The bonfire burned and burned, choking out black smoke, and when my headache got so bad I could barely see straight, I decided I would have to look into it.
I say this at every year’s end: I am so tired of fighting. I sometimes wish I could lose this supernatural gift I have for attracting causes, unearthing conspiracies and refusing to take the official line. It’s not a gift, it’s a curse.
‘I see dead people,’ said the boy in that film about ghosts. I see problems, underneath the surface of everything, no matter how shiny. It drives me mad. I wish I could become normal and believe in what things look like on the outside. But I came into the world suspicious. I was born a cynic.
This bonfire in a field next to where my horses live gets lit every bonfire night for a fireworks event held by a pub which borders that field on the other side. And every year it goes on burning for weeks, sometimes months. Local people have been contacting me for some time asking me to look into it. But until I started keeping my horses in the field right next door to the bonfire, I always thought their fears sounded far-fetched.

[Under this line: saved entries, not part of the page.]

PR #6406, opened 2026-03-12
Fixed Capacity Dynamic Arrays

gingerBill:
`[dynamic; N]T`

* `N` is the capacity
* `T` is the element type.
* Internal structure: `struct {data: [N]T, len: int}`
* Structurally equivalent to `small_array.Small_Array(N, T)`
* `len(array)` accesses the runtime `int` value
* `cap(array)` returns a compile-time known untyped integer equivalent to `N`
* Indexing and slicing are available
* Compound literal support:
  * `[dynamic; 16]u32{1, 4, 9, 16}`
  * `[dynamic; 16]u32{0 = 1, 2 = 9, 1 = 4, 3..<6 = 16}`
* All `@builtin` procedures that supported normal `[dynamic]T` dynamic arrays are now overloaded to support fixed capacity dynamic arrays
  * `append`, `resize`, `unordered_remove`, etc

### DIFF
--- a/core/odin/doc-format/doc_format.odin
+++ b/core/odin/doc-format/doc_format.odin
@@ -12,7 +12,7 @@ String :: distinct Array(byte)
 
 Version_Type_Major :: 0
 Version_Type_Minor :: 3
-Version_Type_Patch :: 1
+Version_Type_Patch :: 2
 
 Version_Type :: struct {
 	major, minor, patch: u8,
@@ -168,32 +168,33 @@ Attribute :: struct {
 }
 
 Type_Kind :: enum u32le {
-	Invalid                = 0,
-	Basic                  = 1,
-	Named                  = 2,
-	Generic                = 3,
-	Pointer                = 4,
-	Array                  = 5,
-	Enumerated_Array       = 6,
-	Slice                  = 7,
-	Dynamic_Array          = 8,
-	Map                    = 9,
-	Struct                 = 10,
-	Union                  = 11,
-	Enum                   = 12,
-	Parameters             = 13,
-	Proc                   = 14,
-	Bit_Set                = 15,
-	Simd_Vector            = 16,
-	SOA_Struct_Fixed       = 17,
-	SOA_Struct_Slice       = 18,
-	SOA_Struct_Dynamic     = 19,
-	Relative_Pointer       = 20,
-	Relative_Multi_Pointer = 21,
-	Multi_Pointer          = 22,
-	Matrix                 = 23,
-	Soa_Pointer            = 24,
-	Bit_Field              = 25,
+	Invalid                      = 0,
+	Basic                        = 1,
+	Named                        = 2,
+	Generic                      = 3,
+	Pointer                      = 4,
+	Array                        = 5,
+	Enumerated_Array             = 6,
+	Slice                        = 7,
+	Dynamic_Array                = 8,
+	Map                          = 9,
+	Struct                       = 10,
+	Union                        = 11,
+	Enum                         = 12,
+	Parameters                   = 13,
+	Proc                         = 14,
+	Bit_Set                      = 15,
+	Simd_Vector                  = 16,
+	SOA_Struct_Fixed             = 17,
+	SOA_Struct_Slice             = 18,
+	SOA_Struct_Dynamic           = 19,
+	Relative_Pointer             = 20,
+	Relative_Multi_Pointer       = 21,
+	Multi_Pointer                = 22,
+	Matrix                       = 23,
+	Soa_Pointer                  = 24,
+	Bit_Field                    = 25,
+	Fixed_Capacity_Dynamic_Array = 26,
 }
 
 Type_Elems_Cap :: 4
@@ -219,13 +220,14 @@ Type :: struct {
 	custom_align: String,
 
 	// Used by:
-	// .Array            - 1   count: 0=len
-	// .Enumerated_Array - 1   count: 0=len
-	// .SOA_Struct_Fixed - 1   count: 0=len
-	// .Bit_Set          - 2   count: 0=lower, 1=upper
-	// .Simd_Vector      - 1   count: 0=len
-	// .Matrix           - 2   count: 0=row_count, 1=column_count
-	// .Struct           - <=2 count: 0=min_field_align, 1=max_field_align
+	// .Array                        - 1   count: 0=len
+	// .Enumerated_Array             - 1   count: 0=len
+	// .SOA_Struct_Fixed             - 1   count: 0=len
+	// .Bit_Set                      - 2   count: 0=lower, 1=upper
+	// .Simd_Vector                  - 1   count: 0=len
+	// .Matrix                       - 2   count: 0=row_count, 1=column_count
+	// .Struct                       - <=2 count: 0=min_field_align, 1=max_field_align
+	// .Fixed_Capacity_Dynamic_Array - 1   count: 0=cap
 	elem_count_len: u32le,
 	elem_counts:    [Type_Elems_Cap]i64le,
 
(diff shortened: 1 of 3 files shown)


core/reflect/types.odin
```diff
@@ -428,6 +434,13 @@ is_simd_vector :: proc(info: ^Type_Info) -> bool {
 	_, ok := type_info_base(info).variant.(Type_Info_Simd_Vector)
 	return ok
 }
+// Returns true when the type is a dynamic-array type ([dynamic]T), false otherwise.
```
Sai-Moen: Copy paste error?

core/encoding/cbor/marshal.odin
```diff
@@ -285,6 +285,32 @@ _marshal_into_encoder :: proc(e: Encoder, v: any, ti: ^runtime.Type_Info) -> (er
...
 
+
+	case runtime.Type_Info_Fixed_Capacity_Dynamic_Array:
+		if info.elem.id == byte {
+			raw := (^[dynamic]byte)(v.data)
+			return err_conv(_encode_bytes(e, raw[:]))
+		}
+
+		array_len := (^int)(uintptr(v.data) + info.len_offset)^
+		array_data := uintptr(v.data)
```
laytan: The bytes encoding looks like a copy paste from dynamic array which wasn't changed

```suggestion
	case runtime.Type_Info_Fixed_Capacity_Dynamic_Array:
		array_data := uintptr(v.data)
		array_len := (^int)(array_data + info.len_offset)^
		if info.elem.id == byte {
					raw := runtime.Raw_Slice{v.data, array_len}
					return err_conv(_encode_bytes(e, transmute([]byte)raw))
		}

```

core/odin/ast/ast.odin
```diff
@@ -786,6 +786,16 @@ Dynamic_Array_Type :: struct {
 	elem:        ^Expr,
 }
 
+Fixed_Capacity_Dynamic_Array_Type :: struct {
+	using node: Expr,
```
laytan:
```suggestion
	using node:  Expr,
```

core/reflect/reflect.odin
```diff
@@ -1919,6 +1940,23 @@ equal :: proc(a, b: any, including_indirect_array_recursion := false, recursion_
...
 		return true
+	case Type_Info_Fixed_Capacity_Dynamic_Array:
+		a_count := (^int)(uintptr(a.data) + v.len_offset)^
+		b_count := (^int)(uintptr(b.data) + v.len_offset)^
+		if a_count != b_count {
+			return false
+		}
+
+		for i in 0..<a_count {
+			// size the data is stored at the start, this is possible
```
laytan:
```suggestion
			// since the data is stored at the start, this is possible
```

src/checker.cpp
```diff
@@ -2276,6 +2276,11 @@ gb_internal void add_type_info_type_internal(CheckerContext *c, Type *t) {
 		add_type_info_type_internal(c, t_int);
 		break;
 
+	case Type_FixedCapacityDynamicArray:
+		add_type_info_type_internal(c, bt->FixedCapacityDynamicArray.elem);
+		add_type_info_type_internal(c, t_allocator);
```
laytan: The fixed capacity dynamic array won't use the allocator type right?

And I see on the other container types that the pointer of the elem type is also added. ie `add_type_info_type_internal(c, alloc_type_pointer(bt->FixedCapacityDynamicArray.elem));`

Also think `t_int` is supposed to be added here.

src/checker.cpp
```diff
@@ -2514,6 +2519,10 @@ gb_internal void add_min_dep_type_info(Checker *c, Type *t) {
 		add_min_dep_type_info(c, t_int);
 		break;
 
+	case Type_FixedCapacityDynamicArray:
+		add_min_dep_type_info(c, bt->FixedCapacityDynamicArray.elem);
```
laytan, line 2523: I see on the other container types that the pointer of the elem type is also added. ie `add_min_dep_type_info(c, alloc_type_pointer(bt->FixedCapacityDynamicArray.elem));`

src/types.cpp
```diff
@@ -2515,6 +2557,11 @@ gb_internal bool type_has_nil(Type *t) {
 	case Type_DynamicArray:
 	case Type_Map:
 		return true;
+
+	case Type_FixedCapacityDynamicArray:
+		// TODO(bill): should it have `nil`?
```
laytan: I'd say no, like normal arrays

src/types.cpp
```diff
@@ -2642,6 +2689,9 @@ gb_internal bool is_type_comparable(Type *t) {
 	case Type_Matrix:
 		return is_type_comparable(t->Matrix.elem);
 
+	case Type_FixedCapacityDynamicArray:
+		return false;
```
laytan, line 2693: Why wouldn't it be comparable if the element is?

tests/internal/test_fixed_capacity_dynamic_array.odin
laytan, line 1: I'd put this under tests/internal, not in tests/core at least, since it is not a core thing.

src/checker.cpp
gingerBill: This is a copy and paste error.

src/checker.cpp
gingerBill: I think I need to add the array of the type too not just the pointer.

src/types.cpp
gingerBill: My view is no. Since it is not a consistent comparable about due to the `len` parameter.

karl-zylinski:
I think this is a good idea, since its something I do so often in the language, so it's nice to have better support than "Small_Array".

leecommamichael:
Might be a nice replacement for this pattern which is all over my project:
```odin
  _elem_storage: [N]T,
  elems:         [dynamic]T,
...
elems = slice.into_dynamic(_elem_storage[:])
```

Though I have an alternative proc which opts for the `nil_allocator` rather than `into_dynamic`'s panic allocator. What would appending to a full array do given these changes?

Kelimion:
It appends the minimum of `(cap(array) - len(array)` - i.e. available space - and the count of new items to append.
If the capacity is 15, and 15 items have already been appended, that's zero, and that's what's returned. No OOM.
```odin
@builtin
append_fixed_capacity_elems :: proc "contextless" (array: ^$T/[dynamic; $N]$E, #no_broadcast args: ..E) -> (n: int) {
	Raw :: Raw_Fixed_Capacity_Dynamic_Array(N, E)
	raw := (^Raw)(array)

	n = min(N - len(array), len(args))

	when size_of(E) != 0 {
		for i in 0..<n {
			#no_bounds_check raw.data[raw.len + i] = args[i]
		}
	}

	raw.len += n
	return n
}
```

base/runtime/core_builtin.odin
```diff
@@ -686,13 +855,70 @@ append_string :: proc(array: ^$T/[dynamic]$E/u8, args: ..string, loc := #caller_
...
+append_fixed_capacity_elems :: proc "contextless" (array: ^$T/[dynamic; $N]$E, #no_broadcast args: ..E) -> (n: int) {
+	Raw :: Raw_Fixed_Capacity_Dynamic_Array(N, E)
+	raw := (^Raw)(array)
+
+	n = min(N - len(array), len(args))
+
+	when size_of(E) != 0 {
+		for i in 0..<n {
+			#no_bounds_check raw.data[i] = args[i]
+		}
```
leecommamichael: Lower bound is zero, wouldn't that make this more like an assignment of the front of the array? i.e. successive calls to append would overwrite the same region?

~~Unrelated: Am I reading right that this proc considers it not-a-failure so long as one of the varargs was appended?~~ Jeroen answered that

gingerBill: Yes. This is just a bug.

Kelimion: Now that you say it, I missing an offset of `raw.data` to account for the current length. It does read like it would "insert at front", @gingerBill.

If it has a capacity of 15, and len(arr) is 14, then it would only insert the first item of the given arguments, and return 1. In that sense it resembles the existing `append`, which also returns the number of elements it was able to insert, and `copy`, which does the same.

blob1807:
The doc format & command needs updating with the new type. If you're not already working on it.

PR #6411, opened 2026-03-13
fix various misspellings of "if" as "iff" across the codebase

NicePotato-MS:


blob1807:
`iff` means `if and only if`. it comes from the maths world.
https://en.wikipedia.org/wiki/If_and_only_if

NicePotato-MS:
> `iff` means `if and only if`. it comes from the maths world. https://en.wikipedia.org/wiki/If_and_only_if

oh huh i had no idea

blob1807:
no worries mate.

This year, I witnessed the bonfire being built by the employees of the man who owns the field, who also happens to run a nearby waste disposal plant, where he deals with rubbish for the local council. You may know that some of the rubbish taken away from us householders ends up, at some stage, in outside processing plants… Oh, for goodness sake. This is too much, isn’t it?
One of the people who has been begging me for years to look into all this is a well-respected independent councillor.